| WHAT YOU SHOULD DO |
Look through the data that follows and say how many of its lines contain "here", giving the number only.

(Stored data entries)
####################

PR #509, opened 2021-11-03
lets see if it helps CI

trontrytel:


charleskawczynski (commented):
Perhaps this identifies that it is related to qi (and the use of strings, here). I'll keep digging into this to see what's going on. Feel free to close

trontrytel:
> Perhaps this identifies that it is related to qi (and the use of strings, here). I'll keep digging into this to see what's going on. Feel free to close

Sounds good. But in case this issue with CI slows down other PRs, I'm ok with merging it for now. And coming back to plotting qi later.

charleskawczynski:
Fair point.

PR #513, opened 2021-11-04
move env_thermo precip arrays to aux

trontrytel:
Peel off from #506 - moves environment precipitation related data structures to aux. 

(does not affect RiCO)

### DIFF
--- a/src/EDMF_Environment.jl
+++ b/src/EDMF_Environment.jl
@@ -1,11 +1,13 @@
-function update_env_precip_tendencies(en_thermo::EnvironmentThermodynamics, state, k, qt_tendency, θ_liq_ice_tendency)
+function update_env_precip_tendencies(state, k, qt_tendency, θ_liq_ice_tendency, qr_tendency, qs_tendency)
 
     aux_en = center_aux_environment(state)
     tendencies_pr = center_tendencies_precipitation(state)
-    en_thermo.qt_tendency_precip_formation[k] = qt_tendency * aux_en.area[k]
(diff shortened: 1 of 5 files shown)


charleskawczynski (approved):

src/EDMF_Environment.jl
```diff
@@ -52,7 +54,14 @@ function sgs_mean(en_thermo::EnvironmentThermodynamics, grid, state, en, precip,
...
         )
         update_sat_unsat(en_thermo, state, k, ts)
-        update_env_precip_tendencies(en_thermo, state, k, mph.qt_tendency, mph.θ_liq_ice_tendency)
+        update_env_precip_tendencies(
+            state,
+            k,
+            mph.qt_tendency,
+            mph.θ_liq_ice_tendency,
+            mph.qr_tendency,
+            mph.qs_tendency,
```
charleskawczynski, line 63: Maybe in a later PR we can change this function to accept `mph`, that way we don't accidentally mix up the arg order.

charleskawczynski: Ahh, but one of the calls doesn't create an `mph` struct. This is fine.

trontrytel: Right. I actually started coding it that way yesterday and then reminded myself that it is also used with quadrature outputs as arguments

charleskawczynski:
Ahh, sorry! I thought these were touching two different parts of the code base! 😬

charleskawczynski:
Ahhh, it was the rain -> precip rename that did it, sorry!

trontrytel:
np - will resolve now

####################

| OUTPUT OF THE TASK |
2